■ PROBLEM STATEMENT ■
Given the entries below, please return each one exactly.

■ Stored items ■

■ ■ ■ ■ ■ ■ ■

PR #2109, opened 2016-09-02
Add 'type' tag to avoid calling getAttribute()

superdav42:
This is a proposal for a new tag which could enable some significant optimizations.

``` twig
{% type obj = 'SomeClass' %}
```

With this tag added to a template `{{ obj.id }}` could compile to `$context['obj']->getId()` provided `getId()` was a public accessible method. You can see the unit tests for more examples.

Unfortunately as it's handled by the parser the type of each variable will need to be set in each template. I would recommend its use with variables that are used many times in one template such as loops or templates included in loops.

Twig_Template::getAttribute() is a rather expensive method as many people have experienced. Essentially this will allow us to move the work of getAttribute to compile time instead of render time. I have been this tag in a large project and it has made a significant improvement on performance, especially with variables in large for loops.

### DIFF
--- a/lib/Twig/Environment.php
+++ b/lib/Twig/Environment.php
@@ -34,6 +34,7 @@ class Twig_Environment
     private $tests;
     private $functions;
     private $globals;
+    private $globalSymbols;
     private $runtimeInitialized = false;
     private $extensionInitialized = false;
     private $loadedTemplates;
@@ -483,7 +484,7 @@ class Twig_Environment
     public function getParser()
     {
         if (null === $this->parser) {
-            $this->parser = new Twig_Parser($this);
+            $this->parser = new Twig_Parser($this, $this->globalSymbols);
         }
 
         return $this->parser;
@@ -1028,6 +1029,18 @@ class Twig_Environment
         } else {
             $this->staging->addGlobal($name, $value);
         }
+    }
+
+    /**
+     * Sets the expected class of a global var
+     * Setting this allows the parser to do extra optimizations.
+     *
+     * @param string $name The global variable name
+     * @param string $type The class name
+     */
+    public function addGlobalType($name, $type)
+    {
+        $this->globalSymbols['types'][$name] = array('name' => $type);
     }
 
     /**
--- a/lib/Twig/ExpressionParser.php
+++ b/lib/Twig/ExpressionParser.php
@@ -394,6 +394,49 @@ class Twig_ExpressionParser
 
                 return $node;
             }
+
+            if ($node instanceof Twig_Node_Expression_Name && null !== ($symbol = $this->parser->getImportedSymbol('types', $node->getAttribute('name'))) && false === $this->parser->getEnvironment()->hasExtension('sandbox')) {
+                $class = $symbol['name'];
+
+                if (0 === strcasecmp($class, 'array')) {
+                    $type = Twig_Template::ARRAY_CALL;
+
+                    return new Twig_Node_Expression_GetAttr($node, $arg, $arguments, $type, $lineno);
+                }
+
+                if (!class_exists($class)) {
+                    throw new Twig_Error_Syntax(sprintf('Class "%s" set for %s was not found.', $class, $node->getAttribute('name')), $token->getLine(), $this->parser->getFilename());
+                }
+
+                $name = $arg->getAttribute('value');
+
+                if (Twig_Template::METHOD_CALL !== $type) {
+                    $vars = get_class_vars($class);
+                    if (isset($vars[$name])) {
+                        if ($this->parser->getEnvironment()->hasExtension('sandbox')) {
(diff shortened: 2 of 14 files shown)


stof:
I don't like the fact that this stores types globally.

IMO, this should be implemented without any change to the parser. Optimizing the attribute access should be done by a node visitor, not by the expression parser (btw, this means it can be developed outside the core initially).

Note that I already thought about building such extension. But it is hard to get it right, because many things could invalidate the known types (think about the fact that blocks can be referenced from different places, with a different context for instance)

superdav42:
We certainly don't have to include support for adding global types. The idea was the type of global vars could be set with 
```
$env->addGlobalType('app', 'Symfony\\Bundle\\FrameworkBundle\\Templating\\GlobalVariables');
``` 
inside a extension or similar. This is to avoid having to add this to every template.
```
{% type app = 'Symfony\\Bundle\\FrameworkBundle\\Templating\\GlobalVariables' %}
```

I played with using a node visitor to implement this but ultimately it turned out to be very complicated to get working. Using the parser was must simpler because it already had a working symbol table. If it's something we want to incorporate into the core then the parser seems the most logical place but if we want to keep it outside the core a node visitor would be more appropriate.

stof:
For global vars, the environment already has the value, so it could guess it

stof:
And using the parser is not simpler than usign a node visitor. It is simpler because your code ignores all possible ways to change the value of the variable, making the code unsafe for usage.
even if we incorporate it in the core, it should still be a node visitor (other optimization are also implemented as node visitors)

superdav42:
I'd be willing to rewrite this as a node visitor if we think it would be useful and valuable. 

I did want to clarify what you meant by "many things could invalidate the known types". The way it is designed the type tag specifies what types are expected by the template. Much like type hinting for functions in php. So an exception is thrown if a variable of the wrong type is passed to the template, it is entirely up to the developer to ensure the correct types are used.

stof:
@superdav42 but what about any other assignment in templates ? Compiling by assuming that the type will be correct and then getting a PHP fatal error in the compiled code is not good.

superdav42:
@stof For other assignments I assume you'd only use the type tag to declare types for variables that would never have a different type passed in. Perhaps a use case would help. Say you're listing 100 comment objects on a page with this template:
```twig
{% for comment in comments %}
  {% type comment = 'Acme\\CommentBundle\\Entity\\Comment' %}
  <div>
    <h4>{{ comment.title }} by {{ comment.authorName }}</h4>
    <p> {{ comment.body|raw }}
    </p>
  </div>
{% endfor %}
```
Here 3*100 getAttribute() calls would be converted to a straight method call. In this case the var comments is always expected to be an array of Acme\CommentBundle\Entity\Comment objects. Anything else passed in would have a runtime exception. We could avoid this with a try...catch or a check for method_exists in the compiled code and fallback to getAttribute() if you think it's necessary.

stof:
@superdav42 the hard thing is that your type declaration should apply only until the next place being able to alter the value of the variable. Otherwise, things will break.

try/catch is not an option as it cannot be used inside expressions. It would require having statements.
And adding checks in the compiled code to account for the fact that the variable might have changed since the type declaration (if you don't invalidate it when the variable could have changed) would mean that you would remove your optimization, as you would redo part of the logic of ``getAttribute`` (and btw, ``getAttribute`` received some optimization recently)

superdav42:
@stof can you give an example of where an variable could change type in a template? It seems like a rather obscure use case unless I'm not understanding it correctly.

stof:
@superdav42 at any block boundary, the types become unknown (actually the whole context), as blocks can be rendered from elsewhere. And there are other places with such an impact.

superdav42:
Ok, I've worked on changing this to use a NodeVisitor in a separate repository: 
https://github.com/superdav42/TwigOptimizations
It uses a much different approach that doesn't require specifying types inside the template. 
It records the type used when the template is first rendered, then uses a shutdown function to recompile each template to avoid using getAttribute when possible but adds a fallback if a different type is used in another render. 
Feedback on this would be appreciated.

iltar:
I don't really like having to put things in my template to tell twig what type it is, this is something complex that is not supposed to be in a template. The problem (I think) is that it needs to be compiled in something you only know at run-time and I don't really see how you can know this upfront. Even when I tell twig my var is of a specific type, I can't guarantee this is always the type.

fabpot:
I'm still not convinced either that it's something we need in Twig. It looks wrong to me (and I worked several times on something similar but gave up as I was never satisfied with the end user experience). 

As I've worked on optimizing the performance of method calls and array accesses a lot recently (array accesses are now not calling get_attribute() anymore when possible and method calls are going to be twice as fast in the next 2.x version), I'm going to close this pull request for now.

■ ■ ■ ■ ■ ■ ■

■ ANSWER SECTION ■
PR #2109, opened 2016-09-02
Add 'type' tag to avoid calling getAttribute()

superdav42:
This is a proposal for a new tag which could enable some significant optimizations.

``` twig
{% type obj = 'SomeClass' %}
```

With this tag added to a template `{{ obj.id }}` could compile to `$context['obj']->getId()` provided `getId()` was a public accessible method. You can see the unit tests for more examples.

Unfortunately as it's handled by the parser the type of each variable will need to be set in each template. I would recommend its use with variables that are used many times in one template such as loops or templates included in loops.

Twig_Template::getAttribute() is a rather expensive method as many people have experienced. Essentially this will allow us to move the work of getAttribute to compile time instead of render time. I have been this tag in a large project and it has made a significant improvement on performance, especially with variables in large for loops.

### DIFF
--- a/lib/Twig/Environment.php
+++ b/lib/Twig/Environment.php
@@ -34,6 +34,7 @@ class Twig_Environment
     private $tests;
     private $functions;
     private $globals;
+    private $globalSymbols;
     private $runtimeInitialized = false;
     private $extensionInitialized = false;
     private $loadedTemplates;
@@ -483,7 +484,7 @@ class Twig_Environment
     public function getParser()
     {
         if (null === $this->parser) {
-            $this->parser = new Twig_Parser($this);
+            $this->parser = new Twig_Parser($this, $this->globalSymbols);
         }
 
         return $this->parser;
@@ -1028,6 +1029,18 @@ class Twig_Environment
         } else {
             $this->staging->addGlobal($name, $value);
         }
+    }
+
+    /**
+     * Sets the expected class of a global var
+     * Setting this allows the parser to do extra optimizations.
+     *
+     * @param string $name The global variable name
+     * @param string $type The class name
+     */
+    public function addGlobalType($name, $type)
+    {
+        $this->globalSymbols['types'][$name] = array('name' => $type);
     }
 
     /**
--- a/lib/Twig/ExpressionParser.php
+++ b/lib/Twig/ExpressionParser.php
@@ -394,6 +394,49 @@ class Twig_ExpressionParser
 
                 return $node;
             }
+
+            if ($node instanceof Twig_Node_Expression_Name && null !== ($symbol = $this->parser->getImportedSymbol('types', $node->getAttribute('name'))) && false === $this->parser->getEnvironment()->hasExtension('sandbox')) {
+                $class = $symbol['name'];
+
+                if (0 === strcasecmp($class, 'array')) {
+                    $type = Twig_Template::ARRAY_CALL;
+
+                    return new Twig_Node_Expression_GetAttr($node, $arg, $arguments, $type, $lineno);
+                }
+
+                if (!class_exists($class)) {
+                    throw new Twig_Error_Syntax(sprintf('Class "%s" set for %s was not found.', $class, $node->getAttribute('name')), $token->getLine(), $this->parser->getFilename());
+                }
+
+                $name = $arg->getAttribute('value');
+
+                if (Twig_Template::METHOD_CALL !== $type) {
+                    $vars = get_class_vars($class);
+                    if (isset($vars[$name])) {
+                        if ($this->parser->getEnvironment()->hasExtension('sandbox')) {
(diff shortened: 2 of 14 files shown)


stof:
I don't like the fact that this stores types globally.

IMO, this should be implemented without any change to the parser. Optimizing the attribute access should be done by a node visitor, not by the expression parser (btw, this means it can be developed outside the core initially).

Note that I already thought about building such extension. But it is hard to get it right, because many things could invalidate the known types (think about the fact that blocks can be referenced from different places, with a different context for instance)

superdav42:
We certainly don't have to include support for adding global types. The idea was the type of global vars could be set with 
```
$env->addGlobalType('app', 'Symfony\\Bundle\\FrameworkBundle\\Templating\\GlobalVariables');
``` 
inside a extension or similar. This is to avoid having to add this to every template.
```
{% type app = 'Symfony\\Bundle\\FrameworkBundle\\Templating\\GlobalVariables' %}
```

I played with using a node visitor to implement this but ultimately it turned out to be very complicated to get working. Using the parser was must simpler because it already had a working symbol table. If it's something we want to incorporate into the core then the parser seems the most logical place but if we want to keep it outside the core a node visitor would be more appropriate.

stof:
For global vars, the environment already has the value, so it could guess it

stof:
And using the parser is not simpler than usign a node visitor. It is simpler because your code ignores all possible ways to change the value of the variable, making the code unsafe for usage.
even if we incorporate it in the core, it should still be a node visitor (other optimization are also implemented as node visitors)

superdav42:
I'd be willing to rewrite this as a node visitor if we think it would be useful and valuable. 

I did want to clarify what you meant by "many things could invalidate the known types". The way it is designed the type tag specifies what types are expected by the template. Much like type hinting for functions in php. So an exception is thrown if a variable of the wrong type is passed to the template, it is entirely up to the developer to ensure the correct types are used.

stof:
@superdav42 but what about any other assignment in templates ? Compiling by assuming that the type will be correct and then getting a PHP fatal error in the compiled code is not good.

superdav42:
@stof For other assignments I assume you'd only use the type tag to declare types for variables that would never have a different type passed in. Perhaps a use case would help. Say you're listing 100 comment objects on a page with this template:
```twig
{% for comment in comments %}
  {% type comment = 'Acme\\CommentBundle\\Entity\\Comment' %}
  <div>
    <h4>{{ comment.title }} by {{ comment.authorName }}</h4>
    <p> {{ comment.body|raw }}
    </p>
  </div>
{% endfor %}
```
Here 3*100 getAttribute() calls would be converted to a straight method call. In this case the var comments is always expected to be an array of Acme\CommentBundle\Entity\Comment objects. Anything else passed in would have a runtime exception. We could avoid this with a try...catch or a check for method_exists in the compiled code and fallback to getAttribute() if you think it's necessary.

stof:
@superdav42 the hard thing is that your type declaration should apply only until the next place being able to alter the value of the variable. Otherwise, things will break.

try/catch is not an option as it cannot be used inside expressions. It would require having statements.
And adding checks in the compiled code to account for the fact that the variable might have changed since the type declaration (if you don't invalidate it when the variable could have changed) would mean that you would remove your optimization, as you would redo part of the logic of ``getAttribute`` (and btw, ``getAttribute`` received some optimization recently)

superdav42:
@stof can you give an example of where an variable could change type in a template? It seems like a rather obscure use case unless I'm not understanding it correctly.

stof:
@superdav42 at any block boundary, the types become unknown (actually the whole context), as blocks can be rendered from elsewhere. And there are other places with such an impact.

superdav42:
Ok, I've worked on changing this to use a NodeVisitor in a separate repository: 
https://github.com/superdav42/TwigOptimizations
It uses a much different approach that doesn't require specifying types inside the template. 
It records the type used when the template is first rendered, then uses a shutdown function to recompile each template to avoid using getAttribute when possible but adds a fallback if a different type is used in another render. 
Feedback on this would be appreciated.

iltar:
I don't really like having to put things in my template to tell twig what type it is, this is something complex that is not supposed to be in a template. The problem (I think) is that it needs to be compiled in something you only know at run-time and I don't really see how you can know this upfront. Even when I tell twig my var is of a specific type, I can't guarantee this is always the type.

fabpot:
I'm still not convinced either that it's something we need in Twig. It looks wrong to me (and I worked several times on something similar but gave up as I was never satisfied with the end user experience). 

As I've worked on optimizing the performance of method calls and array accesses a lot recently (array accesses are now not calling get_attribute() anymore when possible and method calls are going to be twice as fast in the next 2.x version), I'm going to close this pull request for now.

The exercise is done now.